Arkady Chernyshev
- Arkady Chernyshev

Personal information
- Full name: Arkady Ivanovich Chernyshev
- Date of birth: 16 March 1914
- Place of birth: Nizhny Novgorod, Russian Empire
- Date of death: 17 April 1992 (aged 78)
- Place of death: Moscow, Russia
- Height: 1.80 m (5 ft 11 in)
- Position: Defender/Midfielder

Senior career*
- Years: Team / Apps / (Gls)
- 1930–1936: Serp i Molot Moscow
- 1936–1944: Dynamo Moscow / 84 / (1)
- 1945–1948: Dinamo Minsk / 70 / (1)

= Arkady Chernyshev =

Soviet ice hockey, football and bandy player (1914–1992)

Arkady Ivanovich Chernyshev (Аркадий Иванович Чернышёв; March 16, 1914 - April 17, 1992) was a Russian ice hockey, football and bandy player, who played in the Soviet Top Hockey League. As a coach, he led Dynamo Moscow and the Soviet Union national ice hockey team. Chernyshev was inducted into the Russian and Soviet Hockey Hall of Fame in 1948, and the IIHF Hall of Fame in 1999.

==Career==
Chernyshev served as Dynamo Moscow team head coach from 1946 until 1974.

Under his leadership, Dynamo Moscow won the USSR Championship title in the seasons 1946/1947 and 1953/1954.

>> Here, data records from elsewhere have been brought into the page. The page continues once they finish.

Issue #109, opened 2024-03-27
Bug: clipboard option freezes everything when used with slurp


Gigas002:
Built from `freeze-feat-andreas` branch. Just running `wayshot --clipboard` works fine, but when trying to run `wayshot --clipboard -s "slurp"` compositor freezes, until wayshot is killed from tty

Shinyzenith:
It's meant to freeze. That's the point of the freeze branch. You're then supposed to select a crop region

Shinyzenith:
I think I misunderstood your issue. Apologies.

Shinyzenith:
CC: @CheerfulPianissimo

CheerfulPianissimo:
Can reproduce. Sway does not actually freeze but you have to full-screen screen apps before you can interact with them. Likely a bad interaction between freeze-feat's use of callbacks+layer-shell and wl-clipboard-rs's thread use or our own daemonization functionality. Will look into it.

CheerfulPianissimo:
My preliminary theory is that freeze-feat is destroys the overlay shell surface as a side effect of the program terminating rather than removing it manually on completion of selection, so when wayshot persists in the background to offer the image on the clipboard, the layer shell does too. Could this be plausible @AndreasBackx ?

CheerfulPianissimo:
yeah that seems to have been it. Have a patch solving this.

AndreasBackx:
@CheerfulPianissimo your assertion seems very likely. It made me look into why we're doing it this way in the first place and I looked into the unsafe code for the clipboard stuff.

@Shinyzenith, I don't fully understand why we need to fork here. Could you explain why we cnanot piggyback on the wl-clipboard implementation? It it because you did not want this to block and it's blocking for a long time?

Also, from my understanding of daemonisation (I'm using it quite extensively at work as a "hack" to make sure terminals exit quickly and can do some work afterwards), this is not daemonisation. We are forking, but we are not "daemonising" the process. That requires a second fork and a setsid call. Unless the Rust stuff does it differently somewhat, the current behaviour simply has 2 processes but should not exit earlier than without this forking code. Though please correct me if I'm wrong.

CheerfulPianissimo:
The rationale for doing the fork is explained here: https://github.com/waycrate/wayshot/pull/89#issue-2151702439 
>  It it because you did not want this to block and it's blocking for a long time?

[...]

PR #110, opened 2024-03-28
feat(clipboard): fix interaction with freeze and select feature: Issue #109

CheerfulPianissimo:
Modifies the overlay creation function to destroy the shell surfaces after use. Not much familiar with layer shell so input from @AndreasBackx would be appreciated on if this is all that is required. I have moved the slurp callback activation into that function too because it needs to be called before the surface is destroyed and destroying the surface needs context only present within this function.

### DIFF
--- a/libwayshot/src/lib.rs
+++ b/libwayshot/src/lib.rs
@@ -413,7 +413,13 @@ impl WayshotConnection {
         Ok(frame_copies)
     }
 
-    fn overlay_frames(&self, frames: &[(FrameCopy, FrameGuard, OutputInfo)]) -> Result<()> {
+    /// Create a layer shell surface for each output,
+    /// render the screen captures on them and use the callback to select a region from them
+    fn overlay_frames_and_select_region(
+        &self,
+        frames: &[(FrameCopy, FrameGuard, OutputInfo)],
+        callback: Box<dyn Fn() -> Result<LogicalRegion, Error>>,
+    ) -> Result<(LogicalRegion)> {
         let mut state = LayerShellState {
             configured_outputs: HashSet::new(),
         };
@@ -491,7 +497,10 @@ impl WayshotConnection {
                 Ok(())
             })?;
         }
-        Ok(())
+        let region = callback()?;
+        layer_shell.destroy();
+        event_queue.blocking_dispatch(&mut state)?;
+        Ok(region)
     }
 
     /// Take a screenshot from the specified region.
@@ -547,7 +556,7 @@ impl WayshotConnection {
             RegionCapturer::Outputs(outputs) => outputs.as_slice().try_into()?,
             RegionCapturer::Region(region) => region,
             RegionCapturer::Freeze(callback) => {
-                self.overlay_frames(&frames).and_then(|_| callback())?
+                self.overlay_frames_and_select_region(&frames, callback)?
             }
         };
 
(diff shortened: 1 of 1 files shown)


Shinyzenith:
Andreas is fairly busy this week, do not expect a fast response.

libwayshot/src/lib.rs
```diff
@@ -413,7 +413,13 @@ impl WayshotConnection {
...
     }
 
-    fn overlay_frames(&self, frames: &[(FrameCopy, FrameGuard, OutputInfo)]) -> Result<()> {
+    /// Create a layer shell surface for each output,
+    /// render the screen captures on them and use the callback to select a region from them
+    fn overlay_frames_and_select_region(
+        &self,
+        frames: &[(FrameCopy, FrameGuard, OutputInfo)],
+        callback: Box<dyn Fn() -> Result<LogicalRegion, Error>>,
+    ) -> Result<(LogicalRegion)> {
```
AndreasBackx, line 422:
```suggestion
    ) -> Result<LogicalRegion> {
```

@Shinyzenith it seems like we don't have clippy enabled in GitHub actions?

```
   Compiling wayshot v1.3.2-dev (/home/andreas/dev/wayshot/wayshot)
warning: unused import: `Region`
  --> libwayshot/src/lib.rs:55:29
   |
55 |     region::{LogicalRegion, Region, Size},
   |                             ^^^^^^
   |
   = note: `#[warn(unused_imports)]` on by default

warning: unnecessary parentheses around type
   --> libwayshot/src/lib.rs:422:17
    |
422 |     ) -> Result<(LogicalRegion)> {
    |                 ^             ^
    |
    = note: `#[warn(unused_parens)]` on by default
help: remove these parentheses
    |
422 -     ) -> Result<(LogicalRegion)> {
422 +     ) -> Result<LogicalRegion> {
    |

warning: unused import: `GenericImageView`
 --> libwayshot/src/image_util.rs:1:27
  |
1 | use image::{DynamicImage, GenericImageView};
  |                           ^^^^^^^^^^^^^^^^

warning: unused variable: `logical_height`
  --> libwayshot/src/image_util.rs:15:25
   |
15 |     let (logical_width, logical_height) = match transform {
   |                         ^^^^^^^^^^^^^^ help: if this is intentional, prefix it with an underscore: `_logical_height`
   |
   = note: `#[warn(unused_variables)]` on by default

warning: `libwayshot` (lib) generated 4 warnings (run `cargo fix --lib -p libwayshot` to apply 3 suggestions)
warning: unused import: `fs::File`
 --> wayshot/src/wayshot.rs:2:5
  |
2 |     fs::File,
  |     ^^^^^^^^
  |
  = note: `#[warn(unused_imports)]` on by default

warning: `wayshot` (bin "wayshot") generated 1 warning (run `cargo fix --bin "wayshot"` to apply 1 suggestion)
    Finished release [optimized] target(s) in 0.92s
     Running `target/release/wayshot --clipboard --slurp ''`
Error: error occurred in freeze callback

Location:
    wayshot/src/wayshot.rs:72:9
```

Shouldn't impact the PR, but wanted to mention.

libwayshot/src/lib.rs
```diff
@@ -491,7 +497,10 @@ impl WayshotConnection {
                 Ok(())
             })?;
         }
-        Ok(())
+        let region = callback()?;
+        layer_shell.destroy();
+        event_queue.blocking_dispatch(&mut state)?;
```
AndreasBackx, line 502: If the callback fails, we'll not destroy the layer shell. Can you make it so regardless of the return value, we'll still destroy the layer shell and try to send it on the event queue?

AndreasBackx (changes requested):
Thanks for the fix! Sorry it took me a while to review, I was sick for the entire week. Looks good to land except for the destroying regardless of whetehr the callback succeeds.

libwayshot/src/lib.rs
Shinyzenith: Will address this.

They places second in the seasons 1949/1950, 1950/1951, 1958/1959, 1959/1960, 1961/1962, 1962/1963, 1963/1964, 1970/1971, 1971/1972.

They placed third in the seasons 1947/1948, 1948/1949, 1951/1952, 1952/1953, 1954/1955, 1955/1956, 1956/1957, 1957/1958, 1965/1966, 1966/1967, 1967/1968, 1968/1969, 1973/1974.

Soviet Cup of hockey:

Champions in the seasons 1952/1953 and 1971/1972.

Runner-up in the seasons 1954/1955, 1955/1956, 1965/1966, 1968/1969, 1969/1970, 1973/1974.

As the USSR national team head coach 1954–1957 and 1962–1972 guiding the team to:

Eleven World Championships titles (1954, 1956, 1963, 1964, 1965, 1966, 1967, 1968, 1969, 1970, 1971).

Eleven European Championship titles (1958, 1959, 1960, 1963, 1964, 1965, 1966, 1967, 1968, 1969, 1970).

Four Olympic goals medals for the Soviet Union men's national ice hockey team (1956, 1964, 1968, 1972).

The Kontinental Hockey League, a Russia-based ice hockey league, has one of its four divisions named after Chernyshev.

==Honours==
Chernyshev was inducted into the Russian and Soviet Hockey Hall of Fame in 1948, and the IIHF Hall of Fame in 1999.

Chernyshev won three USSR football Championship titles (1937, 1940, 1947), as well as five USSR bandy Cup titles (1937, 1938, 1940, 1941, 1948).

The hockey part of VTB Arena stadium in Moscow is also named after Chernyshev.